Mexican Chicken Soup
- 5 thigh uncooked boneless skinless chicken thigh(s)
- 7 cup(s) reduced-sodium chicken broth
- 4 medium uncooked carrot(s), thinly sliced on the diagonal
- 1 cup(s) uncooked jicama, peeled and diced
- 3 sprig(s) cilantro, fresh
- 2 clove(s), medium garlic clove(s), minced
- 1 medium jalapeño pepper(s), seeded and finely chopped (wear gloves to prevent irritation)
- 3 cup(s) frozen corn kernels, thawed, or fresh
- 1 medium fresh tomato(es), chopped
- 1/4 cup(s) cilantro, fresh, chopped
- 4 medium uncooked scallion(s), thinly sliced
- 20 item(s) baked low fat tortilla chips
- 1 medium fresh lime(s), cut into 6 wedges
- Put the chicken, broth, carrots, jicama, cilantro sprigs, garlic, and jalapeño pepper in a 5–6-quart slow cooker; cover and cook until chicken and vegetables are fork-tender, 4–5 hours on high or 8–10 hours on low.

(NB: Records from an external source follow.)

PR #7, opened 2020-10-26
Update webhooks part with proposed changes.

nickygerritsen:
As promised, my proposed changes to the webhooks part.

Probably we want to discuss this next time.

### DIFF
--- a/Contest_API.md
+++ b/Contest_API.md
@@ -1571,65 +1571,74 @@ If the client fails to respond to multiple requests over a period of
 time (configured for each contest), it will be assumed deactivated and
 automatically removed from future callbacks.
 
-The following endpoint is associated with the webhook:
+The following endpoints is associated with the webhook:
 
-| Endpoint   | Mime-type        | Required? | Source @WF | Description                            |
-| ---------- | ---------------- | --------- | ---------- | -------------------------------------- |
-| `/webhook` | application/json | yes       | CCS        | List or register for webhook callbacks |
+| Endpoint         | Mime-type        | Required? | Source @WF | Description                                                                                                          |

- Lift the chicken from the soup and set aside until cool enough to handle. Discard the cilantro sprigs. Pull the chicken from the bones, then tear or cut the chicken into bite-size pieces.
- Meanwhile, add the corn and tomato to the slow cooker; cover and cook on high until heated through, about 20 minutes. Return the chicken to the slow cooker and add the chopped cilantro; cook on high until heated through, about 10 minutes. Serve each bowl of soup sprinkled with a few scallion slices and a few tortilla chips, with a lime wedge on the side. Yields generous 2 cups soup with 1/4 cup chips per serving.
You can quickly thaw frozen corn by putting it in a colander under cold running water for a minute. A squeeze of fresh lime juice at the table adds a nice zing to this soup. We recommend using paper towels to help get a good grip when pulling the skin from raw chicken.